We want to assure you that your vacation experience continues to be our highest priority and we are doing our due diligence to ensure that we are well informed of all the plans for this subdivision. We are meeting with the project developer on a regular basis to evaluate the impact on our resort, its owners, members, and guests. At this time we believe this to be minimal, and therefore, please do not change your plans to visit us, but we will continue to monitor the situation, and keep you informed if anything changes. 
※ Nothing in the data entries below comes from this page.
PR #73, opened 2023-04-04
[cli_config] Support non-String map keys

dcharkes:
YAML supports non-String map keys.
Our hierarchical key structure requires Strings as keys for maps, otherwise we can't get hierarchical access.
Give a proper error message on non-String keys.

Also, having null values in maps is useless as the config file is the last source. The value should then just be omitted.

If you have additional questions, please send them to PoipuInfo@DiamondResorts.com. We will respond to your inquiries as soon as possible. 

Sincerely, 
Homeowners Association Management


----------



## Poobah

*News Article*

This was in the Garden Island News: 

http://thegardenisland.com/business...cle_a14b5dfa-7dfc-5aec-a228-7f39cdbd3939.html 

The article was dated January 31, 2016. I asked my question on the status last March, 2016 and was told nothing is happening1

Was anything said about this at the HOA meeting last February?

Cheers,

Paul


----------



## DeniseM

It is amazing that the lot stayed empty as long as it did.


----------



## artringwald

In the map I saw, which I can't find now, the development will not go past the U shaped green area in Denise's map. It should not block the ocean view of the P@P units on that side because the hill with the beacon is too high to see over.


----------



## T_R_Oglodyte

artringwald said:


> In the map I saw, which I can't find now, the development will not go past the U shaped green area in Denise's map. It should not block the ocean view of the P@P units on that side because the hill with the beacon is too high to see over.


That would make sense and would be consistent with other land use decisions in the area  and would also protect the Shearwater nesting areas.

Sounds as if the units most impacted will be the units on the west side of building 3.  Those units have been the best values at the Point at Poipu, because they are classed as ocean view units, even though they have an unobstructed view of the ocean.  If the development proceeds as described above, those units will truly be ocean view instead of virtual ocean front.


----------



## wilma

The map here shows that three oceanfront buildings will be affected:

http://makahuenaland.com/


----------



## singlemalt_18

wilma said:


> The map here shows that three oceanfront buildings will be affected:
> 
> http://makahuenaland.com/



That is a very disappointing plan... very sad as we have great memories walking and hiking that entire area. It was the seclusion that made it so special. No doubt the homes built there will fetch astronomical prices, as it is truly one of the most special places on the entire planet; from the USCG navigational marker the sun both rises and sets on the water. There are not many places that offer that.


----------



## wilma

singlemalt_18 said:


> That is a very disappointing plan... very sad as we have great memories walking and hiking that entire area. It was the seclusion that made it so special. No doubt the homes built there will fetch astronomical prices, as it is truly one of the most special places on the entire planet; from the USCG navigational marker the sun both rises and sets on the water. There are not many places that offer that.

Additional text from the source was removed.